** WORK TO COMPLETE **
Determine how many lines of the data include the word "thing", and write only that number.

** AVAILABLE RECORDS **

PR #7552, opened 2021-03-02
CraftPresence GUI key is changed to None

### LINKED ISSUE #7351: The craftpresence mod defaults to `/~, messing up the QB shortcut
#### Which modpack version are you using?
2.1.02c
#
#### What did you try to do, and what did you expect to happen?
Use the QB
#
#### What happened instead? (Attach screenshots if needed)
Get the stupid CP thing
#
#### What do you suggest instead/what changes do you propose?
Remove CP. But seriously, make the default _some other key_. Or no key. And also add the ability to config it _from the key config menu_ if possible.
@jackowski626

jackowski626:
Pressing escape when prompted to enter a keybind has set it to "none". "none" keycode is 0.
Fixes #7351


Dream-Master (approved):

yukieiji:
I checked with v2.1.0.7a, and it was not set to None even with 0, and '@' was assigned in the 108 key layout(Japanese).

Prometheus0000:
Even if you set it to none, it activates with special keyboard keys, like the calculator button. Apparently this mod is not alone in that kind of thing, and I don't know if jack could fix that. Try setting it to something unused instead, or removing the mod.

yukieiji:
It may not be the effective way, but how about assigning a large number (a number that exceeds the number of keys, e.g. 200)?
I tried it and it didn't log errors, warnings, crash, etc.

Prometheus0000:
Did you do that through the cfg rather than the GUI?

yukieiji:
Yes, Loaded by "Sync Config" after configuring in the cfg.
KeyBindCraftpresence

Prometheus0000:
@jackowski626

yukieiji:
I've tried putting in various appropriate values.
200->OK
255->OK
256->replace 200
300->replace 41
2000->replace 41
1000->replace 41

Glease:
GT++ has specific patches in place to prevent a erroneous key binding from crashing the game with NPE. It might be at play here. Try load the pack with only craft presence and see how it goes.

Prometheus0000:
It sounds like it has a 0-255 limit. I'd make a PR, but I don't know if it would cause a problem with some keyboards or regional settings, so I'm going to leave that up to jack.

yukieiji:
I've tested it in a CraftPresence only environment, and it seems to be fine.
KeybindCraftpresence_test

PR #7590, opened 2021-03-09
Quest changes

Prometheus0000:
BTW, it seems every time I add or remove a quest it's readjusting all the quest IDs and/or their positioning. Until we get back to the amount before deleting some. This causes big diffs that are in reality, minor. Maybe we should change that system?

** RESPONSE **
2